Blaze—the variant of Bazel used internally at Google—was originally designed to build the Google monorepo. One of the beauties of sticking to a monorepo is code reuse, but this has the unfortunate side-effect of dependency bloat. As a result, Bazel and Blaze have evolved to support ever-increasingly-bigger pieces of software.
The growth of the projects built by Bazel and Blaze has had the unsurprising consequence that our engineers all now have high-end workstations with access to massive amounts of distributed resources. And, as you can imagine, this has had an impact in the design of Blaze: many chunks of our codebase can—and do—assume that everyone has powerful hardware. These assumptions break down as soon as you move into Bazel’s open source land: while knowing where the product really runs is out of hand, we can safely assume it is certainly being used on slower hardware.

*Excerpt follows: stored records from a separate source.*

PR #1024, opened 2024-12-19
BinSkim .NET Updates to version 9

marekaldorf:
# [WIP] BinSkim .NET Updates to version 9
## Overview
This pull request focuses on updating the BinSkim project to incorporate the latest .NET updates. The goal is to ensure compatibility with the newest .NET features and improve overall performance and security.

## Changes
Updated the project to target the latest .NET version.

## Benefits
Enhanced Compatibility: Ensures that the BinSkim project is compatible with the latest .NET version, taking advantage of new features and improvements.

Another situation where these assumptions break is when you try to make Blaze run decently on lower-powered machines. Think: laptops, which are not as strong as workstations but they are as strong as they’ve ever been. This is precisely the work I’m doing these days, and these efforts will spill into Bazel. Mind you, they already have, and in this post I’d like to focus on one of my recent changes.
In order to execute an action (e.g. compiling a single source file or linking the final binary) on macOS, Bazel must first determine where the right Xcode SDKs are. To do so, Bazel runs the
xcrun tool and parses its output. To avoid the penalty of an extra fork+exec per action, Bazel caches the SDK locations so that the costly discovery process runs only once per SDK type/version.

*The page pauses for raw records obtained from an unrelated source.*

PR #1041, opened 2025-02-11
Implement new ignore setting when PE file cannot be analyzed

AllDwarf:
### Issue Description: 
The error ERR998.ExceptionInCanAnalyze occurs when BinSkim attempts to determine if 'netfile.exe' is a valid analysis target for the `'EnableControlFlowGuard'` check. The exception is caused by an `InvalidOperationException` related to RVA not belonging to any section. We want to not break the build but proceed instead and control breaking based on the Sarif logs.

### Steps to Reproduce: 
The error can be reproduced by running BinSkim analysis for `'netfile.exe'` stored in TestData or similar files. Which cannot be easily read by PEReader.

### Proposed Fix: 
Update BinSkim to handle exceptions during the analysis process without breaking the build. This includes proceeding with the analysis even if a file cannot be read or analyzed properly. 

### Additional Context: 
The fix should apply to all occurrences of ERR998.ExceptionInCanAnalyze. The release of the fix is planned for Wednesday/Thursday next week.

### DIFF
--- a/src/BinaryParsers/BinaryParsersProperties.cs
+++ b/src/BinaryParsers/BinaryParsersProperties.cs
@@ -1,7 +1,6 @@
 ﻿// Copyright (c) Microsoft. All rights reserved.
 // Licensed under the MIT license. See LICENSE file in the project root for full license information.
 
-using System;
 using System.Collections.Generic;
 using System.Collections.Immutable;
 
@@ -20,7 +19,8 @@ namespace Microsoft.CodeAnalysis.BinaryParsers
                 DisableTelemetry,
                 IncludeWixBinaries,
                 LocalSymbolDirectories,
-                SymbolPath
+                SymbolPath,
+                IgnorePELoadError
             }.ToImmutableArray();
         }
 
@@ -60,5 +60,10 @@ namespace Microsoft.CodeAnalysis.BinaryParsers
                 "environment variables at runtime. Use this argument instead for specifying the symbol path." +
                 "WARNING: Be sure to specify a local file cache in the symbol path if at all possible, in order " +
                 "to avoid the possibility of significance time-to-analyze performance degradataion.");
+
+        public static PerLanguageOption<bool> IgnorePELoadError { get; } =
+            new PerLanguageOption<bool>(
+                "BinaryParsers", nameof(IgnorePELoadError), defaultValue: () => false,
+                "Set this value to 'true' to ignore exceptions thrown in CanAnalyze method.");
     }
 }
--- a/src/BinaryParsers/BinaryParsersProperties.cs
+++ b/src/BinaryParsers/BinaryParsersProperties.cs
@@ -64,6 +64,6 @@ namespace Microsoft.CodeAnalysis.BinaryParsers
         public static PerLanguageOption<bool> IgnorePELoadError { get; } =
             new PerLanguageOption<bool>(
                 "BinaryParsers", nameof(IgnorePELoadError), defaultValue: () => false,
-                "Set this value to 'true' to ignore exceptions thrown in CanAnalyze method.");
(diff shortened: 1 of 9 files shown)


Sasinkas (approved):

mkacmar (commented):
Do we know why does the code actually throw an exception for the referenced files? Is our parser misbehaving or is it the binary itself? It feels to me we're exposing an implementation detail as a configurable option to the user here.

mkacmar (changes requested):
See my comment above.

src/BinaryParsers/BinaryParsersProperties.cs
```diff
@@ -60,5 +60,10 @@ public IEnumerable<IOption> GetOptions()
                 "environment variables at runtime. Use this argument instead for specifying the symbol path." +
                 "WARNING: Be sure to specify a local file cache in the symbol path if at all possible, in order " +
                 "to avoid the possibility of significance time-to-analyze performance degradataion.");
+
+        public static PerLanguageOption<bool> IgnorePELoadError { get; } =
+            new PerLanguageOption<bool>(
+                "BinaryParsers", nameof(IgnorePELoadError), defaultValue: () => false,
+                "Set this value to 'true' to ignore exceptions thrown in CanAnalyze method.");
```
mkacmar, line 67: Do you want to make this message more specific to errors while loading PEs?

src/Test.FunctionalTests.BinSkim.Driver/AnalyzeCommandTests.cs
```diff
@@ -135,6 +135,58 @@ public void AnalyzeCommand_DeterminismTest()
             log.Runs[0].Invocations[0].ToolConfigurationNotifications.Count(t => t.Message.Text.Contains("E_PDB_NOT_FOUND")).Should().Be(1);
         }
 
+        [Fact]
+        public void AnalyzeCommand_IgnoreExceptionInCanAnalyzeErrorTest()
```
mkacmar, line 139: Do you think reflecting this test is specific for PEs makes sense in test name here?

src/Test.FunctionalTests.BinSkim.Driver/AnalyzeCommandTests.cs
```diff
@@ -135,6 +135,58 @@ public void AnalyzeCommand_DeterminismTest()
...
+        {
+            if (!PlatformSpecificHelpers.RunningOnWindows()) { return; }
```
mkacmar, line 141: Is this Windows check required here?

src/Test.FunctionalTests.BinSkim.Driver/AnalyzeCommandTests.cs
```diff
@@ -135,6 +135,58 @@ public void AnalyzeCommand_DeterminismTest()
...
+            var command = new MultithreadedAnalyzeCommand();
+            command.Run(options);
+            var log = SarifLog.Load(fileName);
+            log.Runs[0].Invocations[0].ToolConfigurationNotifications.Count(t => t.Message.Text.Contains("System.InvalidOperationException: RVA does not belong to any section")).Should().Be(4);
+        }
+
+        [Fact]
+        public void AnalyzeCommand_NotIgnoreExceptionInCanAnalyzeErrorTest()
+        {
+            if (!PlatformSpecificHelpers.RunningOnWindows()) { return; }
```
mkacmar, line 167: Same as above, is this required?

src/Test.FunctionalTests.BinSkim.Driver/AnalyzeCommandTests.cs
AllDwarf: Hmm good point maybe, it is not, I'll try it out.

mkacmar (approved):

The problem is that… due to initial assumptions that never materialized, this cache was stored on disk. As a result, each action had to open the cache file, load its contents, parse them, and decide what to do. Not a big deal, you may think… but consider what happens when you have a medium-size build with 20,000 actions: assuming a mere 1ms overhead per action, you get a total of 20 extra seconds for the whole build. Divide by the number of cores and you get a more accurate picture of the penalty: on a powerful 12-core workstation, that’s less than 1 extra second of wall time—nothing to lose sleep on. But on a 2-core laptop, that’s 10 extra seconds… which, you know, maybe deserves some optimization.

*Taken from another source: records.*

PR #1049, opened 2025-02-26
Dynamic Lookup of Compiler Name for Managed PE for BA4001

lukaskohl-msft:
Adds the compiler name for managed PE's by looking into compiland details.

Additionally slightly restructures the rule while ensuring comparable data.


mkacmar:
@lukaskohl-msft is it feasible to have any tests for this change?

mkacmar (approved):

AllDwarf (approved):
LGTM, just please since we're in the release process update the branch afterwards to the lates.

PR #1056, opened 2025-03-17
Fixing release 4.4.0 with the revision possibility removal

AllDwarf:
This is fixing revision versioning back to patch only, in the logs BinSkim version is showing 0.0.0.0 instead of actual one.

Removal of BA2026 test because of the issues with the testing file. It is flagged as a malware.


src/Test.FunctionalTests.BinSkim.Rules/RuleTests.cs
```diff
@@ -1252,14 +1252,14 @@ public void BA2025_EnableShadowStack_NotApplicable()
...
 
-        [Fact]
-        public void BA2026_EnableMicrosoftCompilerSdlSwitch_Pass()
-        {
-            if (BinaryParsers.PlatformSpecificHelpers.RunningOnWindows())
-            {
-                this.VerifyPass(new EnableMicrosoftCompilerSdlSwitch(), useDefaultPolicy: true);
-            }
-        }
+        // [Fact]
```
mkacmar, line 1255: Can we just remove this just if we think it's not a valuable test? If we think the test has value, but there are $REASONS why we can't run it now, perhaps we can mark it as skipped?

mkacmar (changes requested):

src/Test.FunctionalTests.BinSkim.Rules/RuleTests.cs
AllDwarf: it is valuable, but we lost binary for it so we will need to generate new one which will not have any security implications.

mkacmar (approved):

PR #1070, opened 2025-04-30
Fix XML properties being interpreted as tags

jbzdarkid:
Github's markdown preview will treat text in angle brackets (like `<ChecksumAlgorithm>`) as an HTML tag, even if it's not a valid tag. In these cases, the text will be invisible in the preview.

By surrounding the text in backticks (``), it will be escaped, and actually render to the user.


jbzdarkid:
@microsoft/1es-sdl-engineering I'm not sure why 2 of the checks are showing as pending -- I am a microsoft employee (and can sign the CLA) but don't know how to trigger that explicitly.

plade:
This is fixed now.

PR #1097, opened 2025-08-31
catch ERR998/997

Sasinkas:


src/BinaryParsers/PEBinary/PortableExecutable/PE.cs
```diff
@@ -527,7 +527,7 @@ public bool IsManagedResourceOnly
                     return this.isManagedResourceOnly.Value;
                 }
 
-                this.isManagedResourceOnly = this.metadataReader.MethodDefinitions.Count == 0;
+                this.isManagedResourceOnly = this.metadataReader?.MethodDefinitions.Count == 0;
```
michaelcfanning, line 530: maybe you can just have a check for IsManaged at the top of this helper? would be clearer, I think.

if (!this.IsManaged) { return false;}

if you do that, afterwards you could Debug.Assert on this.metadataReader being non-null.

src/BinSkim.Rules/PERules/WindowsBinaryAndPdbSkimmerBase.cs
```diff
@@ -133,13 +133,31 @@ public static void LogExceptionLoadingPdb(IAnalysisContext context, PdbException
...
+            string key = "";
+            if (pdbException == null)
             {
+                context.Logger.LogConfigurationNotification(
+                   Errors.CreateNotification(
+                       context.CurrentTarget.Uri,
+                       "ERR997.ExceptionLoadingPdb",
+                       string.Empty,
+                       FailureLevel.Error,
+                       new Exception(),
```
michaelcfanning, line 145: >new Exception() [](http://example.com/codeflow?start=23&length=15)

We are creating an empty Exception()? This code looks very suspicious and probably indicates we may not have the right pattern here.

Do you have a description somewhere of the problem you're trying to fix?

michaelcfanning:
>         public static void LogExceptionLoadingPdb(IAnalysisContext context, PdbException pdbException, string pdbLoadTrace)

Are you going to add unit tests for this change? They might help me understand what's going on here.

---
Refers to: src/BinSkim.Rules/PERules/WindowsBinaryAndPdbSkimmerBase.cs:130 in 680584c. [](commit_id = 680584c834bd981ef2bb3dbda751b2917d47ccae, deletion_comment = False)

src/BinaryParsers/PEBinary/PortableExecutable/PE.cs
```diff
@@ -593,7 +593,12 @@ public bool IsDotNetFramework
 
         internal static ManagedPlatform ComputeIsDotNetCore(MetadataReader metadataReader)
         {
-            if (metadataReader.AssemblyReferences.Count == 0)
+            if (metadataReader?.AssemblyReferences == null)
```
michaelcfanning, line 596: >metadataReader [](http://example.com/codeflow?start=16&length=14)

why is this value null? it looks like this method is protected universally by an IsManaged check which makes me think this should be non-null. but you are seeing a condition when this isn't so?

src/BinaryParsers/PEBinary/PEBinary.cs
```diff
@@ -80,7 +80,24 @@
...
+            {
+                try
+                {
+                    return this.pdb?.Value;
+                }
+                catch (DllNotFoundException)
+                {
+                    return null;
+                }
+                catch (Exception)
```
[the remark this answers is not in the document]
Sasinkas: Yes, I will revert this whole part

src/BinaryParsers/PEBinary/PEBinary.cs
```diff
@@ -80,7 +80,20 @@ public static void ClearLocalSymbolDirectoriesCache()
...
         public PE PE { get; private set; }
 
-        public Pdb Pdb => this.pdb?.Value;
+        public Pdb Pdb 
+        {
+            get
+            {
+                try
+                {
+                    return this.pdb?.Value;
```
michaelcfanning, line 89: >pdb [](http://example.com/codeflow?start=32&length=3)

this doesn't look right to me. first, the code is hard to read, why would a field retrieval raise an exception?

the answer is that the field is itself lazily initialized. ok. :)

so my question is why you don't update LoadPdb instead to return null for this case.

src/BinSkim.Rules/PERules/WindowsBinaryAndPdbSkimmerBase.cs
Sasinkas: I added tests, and I make the exception more specific.

src/BinaryParsers/PEBinary/PortableExecutable/PE.cs
```diff
@@ -516,6 +516,12 @@ public bool IsManagedResourceOnly
         {
             get
             {
+                //todo
```
lukaskohl-msft, line 519: To do... what here? 👀

Sasinkas: deleted, this was there for debugging purposes, but I forgot to delete it! thank you :)

src/BinaryParsers/PEBinary/PortableExecutable/PE.cs
michaelcfanning: The question is, if we have a managed binary that raises the exception you have provoked, is it impossible for us to have a non-null metadata reader.

Is that the case? If it is, then your changes are reasonable. But if what's happening here is that we're simply not processing the exceptions properly to finish instantiating a valid metadata reader, that's the change that we want.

To fix this, I moved the “Xcode locations” cache from disk to memory: there really was no reason to persist it at all. This simple reshuffling cut about 3 system calls (open, read, close) per action. Based on performance tests, this translated to a ~1% reduction of the original 1,500 seconds said build took on my Mac Pro 2013. Doing some more math: that’s about 2ms less per action.
“But 2ms for just 3 system calls is crazy!” you may say. And you are right: system calls cannot possibly be that costly. But macOS isn’t proving to be super-efficient under extreme load… and Bazel likes to inflict pain on the machine. (Anecdotally, because I don’t yet have good data to back it up, I’ve observed file system related activity experience a 10x slowdown under these conditions.)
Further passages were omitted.